# Brain Candy Archive

## Overview

This is a page of fun puzzles (brain candy) that I've been sent by friends or which I've read in books. I try to give credit to the author when possible. I also have a list of puzzles that will eventually grace these pages. Additionally, my friend Adam Costello has some very very excellent puzzles on his puzzles page.

## 2001-06 : Heads Up Pennies

Tom & Ray Magliozzi of Car Talk

RAY: You're sitting at a table with a bunch of pennies on it. Some are facing heads up and some are facing tails up. You're wearing a blindfold, and you're wearing mittens so that you can't actually feel the coins and tell which side is facing up. If we could trust you, we'd let you do it without gloves.

TOM: Well, you know me. I always sit around with mittens and a mask on anyway.

RAY: I will tell you that a certain number of the pennies are facing heads up. Let's say 10 are facing heads up.

TOM: You're telling me there are a bunch of pennies in front of me and 10 of them are heads up?

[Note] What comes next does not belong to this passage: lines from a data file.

PR #3138, opened 2021-11-17
ci: update CI image builder to use newer docker

crepererum:
This is a precondition to build ARM64 CI images.


.circleci/config.yml
```diff
@@ -371,7 +371,8 @@ jobs:
   #
   # To modify the contents of the CI image, update docker/Dockerfile.ci
   ci_image:
-    machine: true
+    machine:
+      image: ubuntu-2004:202107-02
```
tustvold, line 375: Could you provide a link to where these are defined - it took me a lot of digging to not find a list :sweat_smile:

.circleci/config.yml
```diff
@@ -371,7 +371,8 @@ jobs:
   #
   # To modify the contents of the CI image, update docker/Dockerfile.ci
   ci_image:
-    machine: true
+    machine:
```
tustvold, line 374: I'm not sure if there is a benefit to using a machine vs [setup_remote_docker](https://circleci.com/docs/2.0/building-docker-images/) as we do above. Perhaps there might be an advantage to being consistent?

tustvold (approved):
Left some comments you can take or leave

.circleci/config.yml
crepererum: done

.circleci/config.yml
crepererum: added a doc section explaining the reasoning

RAY: Right. With your mittens on, you can move the pennies around, you can pick them up, you can put them down again, you can shake them, you can do whatever you want. Here's the question: Is it possible to separate those pennies into two groups, so that each group has the same number of pennies facing heads up? How do you do it?

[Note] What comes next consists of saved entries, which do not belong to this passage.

Issue #3126, opened 2021-11-16
Flush Deletes on Persist


tustvold:
As discussed on https://github.com/influxdata/influxdb_iox/issues/2731#issuecomment-969122076 a persist operation must guarantee that any outstanding deletes are also persisted from the mailbox

PR #3142, opened 2021-11-17
refactor: extract Mailbox type (#3126)

tustvold:
This extracts the delete mailbox functionality into its own type, with the addition of synchronisation logic to allow coordination between persist lifecycle actions and the background worker.

An argument could be made that this additional synchronisation is redundant and could just make use of the single catalog transaction, but this would require duplicating logic in multiple places or pushing the mailbox into the PreservedCatalog. Having discussed with @crepererum I think this is simpler


alamb (approved):
I think the code does what it says , though I think it is worth considering using a tokio `Channel`

crepererum (approved):

internal_types/src/mailbox.rs
```diff
@@ -0,0 +1,105 @@
...
+    }
+}
+
+impl<T> Mailbox<T> {
+    /// Add an item to the inbox
+    pub fn push(&self, item: T) {
+        self.inbox.lock().push(item)
+    }
+
+    /// Get a handle to consumer data from this [`Mailbox`]
```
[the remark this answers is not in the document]
tustvold: I too like to consumer data :laughing:

tustvold:
> I think it is worth considering using a tokio Channel

I don't think this is a comparable abstraction to a channel:

* The contents can be inspected prior to flushing (important as catalog transactions are fallible)
* Potentially multiple consumers acquire exclusive access for the duration of a catalog transaction
* We need to be sure to take everything in the mailbox and not just some stuff

If there is some way to get this some other way, I'd be interested to know :smile:

server/src/db.rs
```diff
@@ -839,27 +840,15 @@ impl Db {
...
-                            // https://github.com/influxdata/influxdb_iox/issues/2626 is implemented
-                            guard.drain(0..todo.len());
-                        }
-                        Err(e) => {
-                            error!(%e, "cannot preserve delete predicates");
-                        }
-                    }
+                let handle = self.delete_predicates_mailbox.consume().await;
+                match self.preserve_delete_predicates(handle.outbox()).await {
+                    Ok(()) => handle.flush(),
```
alamb, line 845: should we possibly "unflush" the handle here or `panic!`? It seems like as written the deletes are dropped (not successfully applied)

alamb:
https://github.com/influxdata/influxdb_iox/pull/3148 <-- added the difference between channels 👍

server/src/db.rs
tustvold: I'm not sure I follow, if we get an error the handle is dropped and nothing is removed from the collection?

alamb: Ah -- I see -- because the handle holds the lock on the outbox. Sorry my bad.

## 2000-01 : Handshakes at a Party

...seen-in-Scientific-American-some-years-ago...

Five married couples attended a party. One of the ten people was a mathematician. During the party, many people shook hands, but nobody shook hands with his/her spouse, and nobody shook hands with him/herself.

The mathematician asked each of the other people, "With how many people did you shake hands?" Each person gave a different answer.

With how many people did the mathematician's spouse shake hands?

## 1999-06 : Sum and Product Man

An oracle chooses two whole numbers from the range [2,100]. (That means the numbers can include 2 and 100, and the two numbers can be the same) There are two perfect logicians, Sum and Product. The oracle gives Sum the sum of the two numbers and Product the product of the two numbers. They have a small conversation:

• Product: I don't know what the numbers are.
• Sum: I knew you didn't know what the numbers were.
• Product: I know what the numbers are.
• Sum: I know what the numbers are.
What are the original two numbers?

## 1999-05 : Balls on a Ring

by Osana Tishkova (Osana.Tishkova@eng.sun.com)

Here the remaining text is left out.